ACTIVITY
Note how many lines of the data below hold the word "tokenBalance", then give that number with no other text.
──────────────────────────────
PR #733, opened 2026-04-24
[Certora] role safety

lilCertora:
short PR with the same idea as [ownerSafety](https://github.com/morpho-org/vault-v2/blob/main/certora/specs/OwnerSafety.spec) in vault-v2


certora/specs/AdminSafety.spec
```diff
@@ -0,0 +1,193 @@
...
+
+/// FEE SETTER: LIVENESS ///
+
+rule feeSetterCanSetObligationTradingFee(env e, bytes32 id, uint256 index, uint256 newTradingFee) {
+    require(e.msg.sender == feeSetter(), "caller is the fee setter");
+    require(e.msg.value == 0, "no ETH sent");
+    require(index <= 6, "valid fee index");
+    require(newTradingFee <= maxTradingFee(index), "fee within bound");
+    require(newTradingFee % FEE_STEP() == 0, "fee is a multiple of FEE_STEP");
+    require(obligationCreated(id), "obligation exists");
```
MathisGD: why not the same syntax as usual?

assert !lastReverted <=> ...

MathisGD: btw it's not equivalent, because here we could over estimate

certora/specs/AdminSafety.spec
```diff
@@ -0,0 +1,193 @@
...
+/// FEE CLAIMER: LIVENESS ///
+/// Fee claimer access control is covered in OnlyAuthorizedCanChange.spec.
+
+rule feeClaimerCanClaimTradingFee(env e, address token, uint256 amount, address receiver) {
+    require(e.msg.sender == feeClaimer(), "caller is the fee claimer");
+    require(e.msg.value == 0, "no ETH sent");
+    require(amount <= claimableTradingFee(token), "enough claimable balance");
+
+    claimTradingFee@withrevert(e, token, amount, receiver);
+    assert !lastReverted;
```
MathisGD: maybe assert the token balance change?

certora/specs/Role.spec
```diff
@@ -0,0 +1,193 @@
...
+rule feeClaimerCanClaimContinuousFee(env e, Midnight.Obligation obligation, uint256 amount, address receiver) {
+    bytes32 id = toId(e, obligation);
+    require(e.msg.sender == feeClaimer(), "caller is the fee claimer");
+    require(e.msg.value == 0, "no ETH sent");
+    require(obligationCreated(id), "obligation exists");
+    require(amount <= withdrawable(id), "enough withdrawable");
+    require(amount <= totalUnits(id), "enough total units");
+    require(amount <= currentContract.obligationState[id].continuousFeeCredit, "enough continuous fee credit");
+
+    claimContinuousFee@withrevert(e, obligation, amount, receiver);
```
MathisGD, line 215: same

certora/specs/AdminSafety.spec
lilCertora: yes better this way , thanks!

certora/specs/AdminSafety.spec
lilCertora: done, thanks!

certora/specs/Role.spec
lilCertora: done, thanks!

certora/specs/Role.spec
QGarchery, line 1: I think that "Roles" would be a good name for this spec. It's not just about the admin, and it's not just about safety (there are liveness rules as well)

certora/specs/AdminSafety.spec
```diff
@@ -0,0 +1,209 @@
...
+definition defaultTradingFee(address loanToken, uint256 index) returns uint256 = assert_uint256(currentContract.defaultTradingFees[loanToken][index] * FEE_STEP());
+
+ghost mapping(address => mapping(address => mathint)) tokenBalance;
+
+function cvlSafeTransfer(address token, address receiver, uint256 amount) {
+    cvlSafeTransferFrom(token, currentContract, receiver, amount);
+}
+
+function cvlSafeTransferFrom(address token, address from, address to, uint256 amount) {
+    tokenBalance[token][from] = tokenBalance[token][from] - to_mathint(amount);
```
QGarchery:
```suggestion
    tokenBalance[token][from] = tokenBalance[token][from] - amount;
```
we can remove all `to_mathint()` occurences

certora/specs/AdminSafety.spec
```diff
@@ -0,0 +1,209 @@
...
+
+    assert feeClaimer() != before => e.msg.sender == roleSetterVal && f.selector == sig:setFeeClaimer(address).selector;
+}
+
+/// FEE SETTER: LIVENESS ///
+
+rule feeSetterCanSetObligationTradingFee(env e, bytes32 id, uint256 index, uint256 newTradingFee) {
+    address feeSetterBefore = feeSetter();
+    bool validIndex = index <= 6;
+    bool validFee = validIndex ? newTradingFee <= maxTradingFee(index) && newTradingFee % FEE_STEP() == 0 : false;
```
QGarchery:
```suggestion
    bool validFee = validIndex && newTradingFee <= maxTradingFee(index) && newTradingFee % FEE_STEP() == 0;
```
same below

certora/specs/AdminSafety.spec
```diff
@@ -0,0 +1,209 @@
...
+
+    setFeeClaimer@withrevert(e, newFeeClaimer);
+    assert !lastReverted <=> e.msg.sender == roleSetterBefore && e.msg.value == 0;
+    assert !lastReverted => feeClaimer() == newFeeClaimer;
+}
+
+/// ROLE SETTER: ACCESS CONTROL ///
+
+rule onlyRoleSetterCanChangeRoleSetter(env e, method f, calldataarg args) filtered { f -> !f.isView } {
+    address before = roleSetter();
```
QGarchery:
```suggestion
    address roleSetterBefore = roleSetter();
```
for consistency, there are occurrences below, with variables named `before` or `*Val`

certora/specs/AdminSafety.spec
```diff
@@ -0,0 +1,209 @@
...
+    uint32 before = currentContract.defaultContinuousFee[loanToken];
+    address feeSetterVal = feeSetter();
+
+    f(e, args);
+
+    assert currentContract.defaultContinuousFee[loanToken] != before => e.msg.sender == feeSetterVal && f.selector == sig:setDefaultContinuousFee(address, uint256).selector;
+}
+
+/// FEE CLAIMER: LIVENESS ///
+/// Fee claimer access control is covered in OnlyAuthorizedCanChange.spec.
```
QGarchery: Let's move those rules here. They don't belong in `OnlyAuthorizedCanChange` since they are not about the `isAuthorized` mapping

certora/specs/AdminSafety.spec
```diff
@@ -0,0 +1,209 @@
...
+    address feeSetterBefore = feeSetter();
+
+    setDefaultContinuousFee@withrevert(e, loanToken, newContinuousFee);
+    bool reverted = lastReverted;
+    assert !reverted <=> e.msg.sender == feeSetterBefore && e.msg.value == 0 && newContinuousFee <= MAX_CONTINUOUS_FEE();
+    assert !reverted => to_mathint(currentContract.defaultContinuousFee[loanToken]) == to_mathint(newContinuousFee);
+}
+
+/// FEE SETTER: ACCESS CONTROL ///
+/// Trading fee access control is covered in FeeBoundaries.spec.
```
QGarchery: Let's move those here, since those rules are not really about boundaries.
Also, can you rename according to the new convention please:

```suggestion
/// Trading fee access control is covered in TradingFeeBoundaries.spec.
```

certora/confs/AdminSafety.conf
```diff
@@ -0,0 +1,20 @@
+{
+  "files": [
+    "certora/helpers/Utils.sol",
```
QGarchery:
```suggestion
```

certora/specs/Role.spec
```diff
@@ -0,0 +1,209 @@
...
+
+    function _.price() external => NONDET;
+    function isHealthy(Midnight.Obligation memory, bytes32, address) internal returns (bool) => NONDET;
+    function _.onRatify(Midnight.Offer, bytes32, bytes) external => NONDET;
+    function IdLib.storeInCode(Midnight.Obligation memory) internal returns (address) => NONDET;
+    function TickLib.tickToPrice(uint256) internal returns (uint256) => NONDET;
+    function TickLib.wExp(int256) internal returns (uint256) => NONDET;
+    function UtilsLib.isLeaf(bytes32, bytes32, bytes32[] memory) internal returns (bool) => NONDET;
+    function UtilsLib.mulDivDown(uint256, uint256, uint256) internal returns (uint256) => NONDET;
+    function UtilsLib.mulDivUp(uint256, uint256, uint256) internal returns (uint256) => NONDET;
```
QGarchery: Do we need all those summaries ? For each of them we should explain why they are ok to make: mostly not used by the corresponding functions, except in rules such as `onlyRoleSetterCanChangeRoleSetter` that don't look at reverts

certora/specs/AdminSafety.spec
```diff
@@ -0,0 +1,209 @@
...
+    function UtilsLib.mulDivUp(uint256, uint256, uint256) internal returns (uint256) => NONDET;
+
+    // Assumption: token transfers do not revert and do not re-enter Midnight.
+    function SafeTransferLib.safeTransfer(address token, address receiver, uint256 amount) internal => cvlSafeTransfer(token, receiver, amount);
+    function SafeTransferLib.safeTransferFrom(address token, address from, address to, uint256 amount) internal => cvlSafeTransferFrom(token, from, to, amount);
+}
+
+/// HELPERS ///
+
+definition FEE_STEP() returns uint256 = 1000000000000;
```
QGarchery:
```suggestion
definition FEE_STEP() returns uint256 = 10 ^ 12;
```
(nitpick)

certora/specs/AdminSafety.spec
```diff
@@ -0,0 +1,209 @@
...
+    uint256 claimableBefore = claimableTradingFee(token);
+    mathint midnightBalanceBefore = tokenBalance[token][currentContract];
+    mathint receiverBalanceBefore = tokenBalance[token][receiver];
+
+    claimTradingFee@withrevert(e, token, amount, receiver);
+    bool reverted = lastReverted;
+    assert !reverted <=> e.msg.sender == feeClaimerBefore && e.msg.value == 0 && amount <= claimableBefore;
+    assert !reverted => claimableTradingFee(token) == claimableBefore - amount;
+    assert !reverted => tokenBalance[token][currentContract] == midnightBalanceBefore - (receiver == currentContract ? 0 : to_mathint(amount));
+    assert !reverted => tokenBalance[token][receiver] == receiverBalanceBefore + (receiver == currentContract ? 0 : to_mathint(amount));
```
QGarchery: (optional) we could also check that all other balances are unchanged

certora/specs/AdminSafety.spec
```diff
@@ -0,0 +1,209 @@
...
+    bool reverted = lastReverted;
+    assert !reverted <=> e.msg.sender == feeSetterBefore && e.msg.value == 0 && newContinuousFee <= MAX_CONTINUOUS_FEE();
+    assert !reverted => to_mathint(currentContract.defaultContinuousFee[loanToken]) == to_mathint(newContinuousFee);
+}
+
+/// FEE SETTER: ACCESS CONTROL ///
+/// Trading fee access control is covered in FeeBoundaries.spec.
+
+rule onlyFeeSetterCanChangeObligationContinuousFee(env e, method f, calldataarg args, bytes32 id) filtered { f -> !f.isView } {
+    require obligationCreated(id);
```
QGarchery: Let's add a reason string, and document it at the top of the rule

certora/specs/Role.spec
lilCertora: yes good idea

certora/specs/AdminSafety.spec
lilCertora: right

certora/specs/AdminSafety.spec
lilCertora: done

certora/specs/AdminSafety.spec
lilCertora: yes right it was not formatted consistently

certora/specs/Role.spec
lilCertora: done

certora/specs/AdminSafety.spec
lilCertora: done

certora/specs/AdminSafety.spec
lilCertora: done

certora/specs/Role.spec
lilCertora: yes that's right, I removed the non really useful ones and added explanations

certora/specs/AdminSafety.spec
QGarchery: We need to rename the corresponding file as well (`FeeBoundaries.spec` and `FeeBoundaries.conf`)

certora/specs/Role.spec
```diff
@@ -0,0 +1,228 @@
...
+    function maxTradingFee(uint256 index) external returns (uint256) envfree;
+
+    // Tick pricing is only used in unrelated offer-taking arithmetic.
+    function TickLib.tickToPrice(uint256) internal returns (uint256) => NONDET;
+
+    // Offer hashing only gates unrelated `take` executions; it does not affect role or fee-admin state.
+    function UtilsLib.hashOffer(Midnight.Offer memory) internal returns (bytes32) => NONDET;
+
+    // Merkle proof validity only gates unrelated `take` executions.
+    function UtilsLib.isLeaf(bytes32, bytes32, bytes32[] memory) internal returns (bool) => NONDET;
```
QGarchery:
```suggestion
    // Those functions are over-approximated, except for the reverting behavior. This is still sound as they are only used inside `take` but we don't look at the reverting behavior of `take` in this file.
    function TickLib.tickToPrice(uint256) internal returns (uint256) => NONDET;
    function UtilsLib.hashOffer(Midnight.Offer memory) internal returns (bytes32) => NONDET;
    function UtilsLib.isLeaf(bytes32, bytes32, bytes32[] memory) internal returns (bool) => NONDET;
```
to simplify a bit the explanation

certora/specs/Role.spec
```diff
@@ -0,0 +1,228 @@
...
+    bool reverted = lastReverted;
+    assert !reverted <=> e.msg.sender == feeSetterBefore && e.msg.value == 0 && newContinuousFee <= MAX_CONTINUOUS_FEE();
+    assert !reverted => currentContract.defaultContinuousFee[loanToken] == newContinuousFee;
+}
+
+/// FEE SETTER: ACCESS CONTROL ///
+/// Trading fee access control is covered in TradingFeeBoundaries.spec.
+
+rule onlyFeeSetterCanChangeObligationContinuousFee(env e, method f, calldataarg args, bytes32 id) filtered { f -> !f.isView } {
+    // Per-obligation continuous fees can only be changed for existing obligations.
```
QGarchery:
```suggestion

/// Once an obligation is created, only the fee setter can modify its continuous fees.
rule onlyFeeSetterCanChangeObligationContinuousFeePostCreation(env e, method f, calldataarg args, bytes32 id) filtered { f -> !f.isView } {
```
same comment as `onlyFeeSetterCanChangeObligationTradingFeesPostCreation`, and on top of the rule

QGarchery (approved):

certora/specs/Role.spec
```diff
@@ -0,0 +1,224 @@
...
+}
+
+/// ROLE SETTER: ACCESS CONTROL ///
+
+rule onlyRoleSetterCanChangeRoleSetter(env e, method f, calldataarg args) filtered { f -> !f.isView } {
+    address roleSetterBefore = roleSetter();
+
+    f(e, args);
+
+    assert roleSetter() != roleSetterBefore => e.msg.sender == roleSetterBefore && f.selector == sig:setRoleSetter(address).selector;
```
MathisGD, line 82: technically enough (with the rule above), but fine
```suggestion
    assert roleSetter() != roleSetterBefore => f.selector == sig:setRoleSetter(address).selector;
```

MathisGD (approved):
──────────────────────────────
RESULT FOR THIS EXERCISE
7